We'll start by simply understanding the data structure objects themselves, constructing them from more familiar Python data structures like lists and dictionaries. We'll then motivate subsequent examples by asking questions about the [student survey](https://forms.gle/zZ487CpYfPstrDui7) data which we'll load into a DataFrame from a CSV.

A very simple markdown scaffold exists with some guiding questions, but students are encouraged to ask questions about how to accomplish different goals with Pandas. All code will be written on the spot (🤞), but you'll have access to a completed notebook on Ed under "solutions" if you want to peek.

### Resources
- There is additional Pandas material in the [Bedrock Data Science](https://edstem.org/us/courses/83082/lessons/147401/slides/851872) and [Bedrock Codecasts & Tutorials](https://edstem.org/us/courses/83082/lessons/147410/slides/851967)sections on Ed
- Pandas has their own quick start guide, [Pandas in 10 Minutes](https://pandas.pydata.org/pandas-docs/stable/user_guide/10min.html) (though that seems like a gross underestimate)
- Make friends with the [Pandas documentation](https://pandas.pydata.org/pandas-docs/stable/index.html)
  
### Pandas Data Structures

#### Series
You can think of a Series as a kind of wrapper for a numpy array which provides some helpful attributes and methods.
- Constructing a Series from Python lists.
- Demonstrate attributes like `values`, `index`, `name`, `dtype`.
- Some basic methods like `head()`, `tail()`, `describe()`.

#### DataFrame
- How to construct from Python lists, dictionaries, and Series.
- Attributes like `shape`, `columns`, `index`, `values`.
- Methods like `head()`, `tail()`, `info()`, `describe()`.
- Combining DataFrames with `pd.concatenate()` and `pd.merge()`

A DataFrame is basically just a bunch of Series objects bound together by common indices.

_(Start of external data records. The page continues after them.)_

PR #2898, opened 2026-06-23
feat(digest): add opt-in webhook delivery target for digests

alexcf:
Digests currently deliver only via email / Slack / Teams / Telegram. This adds a per-account **webhook** delivery target so self-hosters and integrators can receive digests programmatically.

When a `digestWebhookUrl` is set, each digest is POSTed as JSON `{ type: "digest", date, ruleNames, itemsByRule }`. A non-2xx response throws, so it counts as a failed channel under the existing `Promise.allSettled` handling (consistent with Slack) and satisfies the existing "≥1 deliverable channel" guard.

Includes: `digestWebhookUrl String?` on `EmailAccount` + migration, a validated server action, and a "Digest webhook URL" input in the digest settings UI.

**Opt-in:** the UI field is gated behind `NEXT_PUBLIC_DIGEST_WEBHOOK_ENABLED` (following the `NEXT_PUBLIC_DIGEST_ENABLED` pattern). With the flag off and no URL set, behavior is unchanged (nullable column, no delivery promise, hidden field).

**Validated:** `tsc --noEmit` clean on touched code, `biome` clean, `send-digest.test.ts` + `webhook.test.ts` pass (10). Migration generated under `prisma/migrations/`.

🤖 Generated with [Claude Code](https://claude.com/claude-code)

<a href="https://cubic.dev/pr/elie222/inbox-zero/pull/2898?utm_source=github" target="_blank" rel="noopener noreferrer" data-no-image-dialog="true"><picture><source media="(prefers-color-scheme: dark)" srcset="https://www.cubic.dev/buttons/review-in-cubic-dark.svg"><source media="(prefers-color-scheme: light)" srcset="https://www.cubic.dev/buttons/review-in-cubic-light.svg">Review in cubic</picture></a>

PR #2901, opened 2026-06-23
feat(messaging): add Webhook channel provider for digest delivery

alexcf:
Supersedes #2898.

## Problem
Self-hosters cannot deliver digests to any chat channel without standing up an OAuth app (Slack) or bot token (Teams/Telegram). The account-level `digestWebhookUrl` in #2898 worked but lives outside the `MessagingChannel`/`MessagingRoute` framework and cannot be managed from the Channels page.

## Solution
Add `WEBHOOK` as a `MessagingProvider`. Users add a webhook on the **Channels** page with just a URL (+ optional secret) — no OAuth — and toggle it on for **Digests**. Digest sending POSTs `{ type: "digest", date, ruleNames, itemsByRule }` to the URL.

## SSRF-safe delivery
A new `sendDigestToWebhook` mirrors `utils/webhook.ts`: URL resolved via `resolveSafeExternalHttpUrl` and the request DNS-pinned to public addresses over `node:http`/`node:https` (no `fetch`). It **throws** on a blocked or non-2xx response so a failed webhook counts as a failed channel under `Promise.allSettled` and the digest is not marked SENT. The optional secret is sent as `X-Webhook-Secret`, stored **encrypted at rest** via prisma-extensions, and never returned by the API.

## Notes
- One webhook per account (`teamId=""`; create upserts so disconnect→re-add reconnects).
- Premium-gated: enabling Digests on a webhook calls `assertCanUseDigests`.
- Scoped to Digests; does not participate in rule notifications / meeting briefs / filings.
- Backwards compatible — new code only runs when a user adds a WEBHOOK channel.
- Two migrations: enum value (isolated, `ADD VALUE IF NOT EXISTS`) + `webhookUrl`/`webhookSecret` columns.

## Test plan
- `prisma generate`; `tsc --noEmit` clean on touched code; `biome` clean.
- Unit tests: `sendDigestToWebhook` (SSRF block, secret header, omitted secret, non-2xx throw); `sendDigest` WEBHOOK case (delivery, failure counts, non-operational skip); messaging-channels route (secret never returned, WEBHOOK available).
- Manual: add a webhook on Channels, enable Digests, trigger a digest, confirm POST + `X-Webhook-Secret`; confirm private/loopback URLs are rejected.
- Not yet run: migrations against a live DB.

<a href="https://cubic.dev/pr/elie222/inbox-zero/pull/2901?utm_source=github" target="_blank" rel="noopener noreferrer" data-no-image-dialog="true"><picture><source media="(prefers-color-scheme: dark)" srcset="https://www.cubic.dev/buttons/review-in-cubic-dark.svg"><source media="(prefers-color-scheme: light)" srcset="https://www.cubic.dev/buttons/review-in-cubic-light.svg">Review in cubic</picture></a>

### DIFF
--- a/apps/web/app/(app)/[emailAccountId]/channels/Channels.tsx
+++ b/apps/web/app/(app)/[emailAccountId]/channels/Channels.tsx
@@ -13,6 +13,7 @@ import {
   MoreVerticalIcon,
   Settings2Icon,
   SunIcon,
+  WebhookIcon,
 } from "lucide-react";
 import Image from "next/image";
 import { useAction } from "next-safe-action/hooks";
@@ -59,7 +60,11 @@ import {
   toggleRuleChannelAction,
   createMessagingLinkCodeAction,
   disconnectChannelAction,
+  createWebhookChannelAction,
+  updateWebhookChannelAction,
+  toggleWebhookDigestsAction,
 } from "@/utils/actions/messaging-channels";
+import { Input } from "@/components/ui/input";
 import { useSlackNotifications } from "@/app/(app)/[emailAccountId]/settings/ConnectedAppsSection";
 import { ProactiveUpdatesSetting } from "@/app/(app)/[emailAccountId]/assistant/settings/ProactiveUpdatesSetting";
 import { toastSuccess, toastError } from "@/components/Toast";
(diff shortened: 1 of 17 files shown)


alexcf:
Thanks @cubic and @hex-security-app — addressed the two security/correctness issues in the latest commit:

**1. Webhook secret silently erased on update (P1)** — confirmed: `webhookSecret` is `.optional()`, so leaving the field blank sends `undefined`, and `webhookSecret || null` overwrote the stored secret with `null`, breaking signature verification on later deliveries. Both `updateWebhookChannelAction` and the create-upsert `update` branch now only write `webhookSecret` when it's explicitly provided (conditional spread), preserving the existing value otherwise. The `create` branch still defaults to `null` for brand-new channels.

**2. Secret transmitted over plaintext HTTP** — `sendDigestToWebhook` now throws if a secret is set and the resolved URL isn't `https:`, so `X-Webhook-Secret` is never sent in the clear. Plain HTTP is still permitted when no secret is configured. (Enforced at send time so it holds regardless of how the channel was configured, including pre-existing rows.)

On the remaining points:
- **Duplicate HTTP transport vs `utils/webhook.ts`** — the duplication is deliberate (the file notes it mirrors `utils/webhook.ts`); the two have different throw-vs-swallow semantics. Extracting a shared SSRF-pinned transport is a reasonable follow-up but I've kept it out of this PR to avoid coupling two security-sensitive paths in one change.
- **Test coverage (vacuous secret-stripping assertion, WEBHOOK response case, POST-body assertion) and the shared create/update schema** — all fair. I've limited this commit to the verified source fixes; happy to follow up with the test/DRY improvements.

PR #2906, opened 2026-06-24
feat(assistant): sort the rules list A→Z and add inline search

alexcf:
### What
Two related improvements to the automation/assistant **Rules** table (`apps/web/app/(app)/[emailAccountId]/assistant/Rules.tsx`):

1. **Sort the rules strictly A→Z by name** (case-insensitive), instead of the previous enabled-first / system-grouped order — so a specific rule is always where you'd expect it.
2. **Inline search box** above the table that filters the visible rules by **name** and **condition text** (`conditionsToString`), case-insensitive, with a clear empty state.

### Why
As rules accumulate (system + many custom), locating one is slow: the grouped order is unpredictable when you're scanning for a name, and there's no filter. Alphabetical order + live search makes finding a rule immediate.

### How
- Display ordering: replaced `sortRulesForAutomation(...)` with a plain `name.localeCompare(..., { sensitivity: "base" })` sort over the combined system-placeholder + user rules list (purely presentational; no change to rule evaluation, which is server-side).
- Search: `searchQuery` state + a `filteredRules` `useMemo`; the table maps `filteredRules`; empty-state row when nothing matches.
- All client-side over data already fetched by `useRules()` — no API/query/server changes.
- Formatted with Biome; minimal diff (table body unchanged apart from `rules.map` → `filteredRules.map` + the empty row).

### DIFF
--- a/apps/web/app/(app)/[emailAccountId]/assistant/Rules.tsx
+++ b/apps/web/app/(app)/[emailAccountId]/assistant/Rules.tsx
@@ -10,8 +10,9 @@ import {
   Trash2Icon,
   SparklesIcon,
   CopyIcon,
+  SearchIcon,
 } from "lucide-react";
-import { useMemo } from "react";
+import { useMemo, useState } from "react";
 import { LoadingContent } from "@/components/LoadingContent";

A common way to built a DataFrame is to use a list of dictionaries. Each dictionary is a row and the key-value pairs designate which value appears in which Series (column). For example:

### Data Loading and Inspection
- Use `pd.read_csv()` to load data.
- Initial inspection using `shape`, `head()`, `tail()`, `columns`, `dtypes`, and `describe()`.

Read the survey CSV into a Pandas DataFrame

Take a quick look at a few rows.

How many rows and columns are there?

What are all the columns?

Can we get any summary statistics from the columns?

What are the in data types of each columns?

### Data Cleaning

#### Do we need all of the columns? Are the column names useable? Do we need to change data types? Do we have missing values?

- `drop` (for rows or columns)
- `apply` arbitrary functions applied to a column(s)
- `astype` to convert column dtype
- `str` methods on columns
- `info()` and `isna` for missing values.
- Discuss `NaN` and methods like `fillna()`, `dropna()`.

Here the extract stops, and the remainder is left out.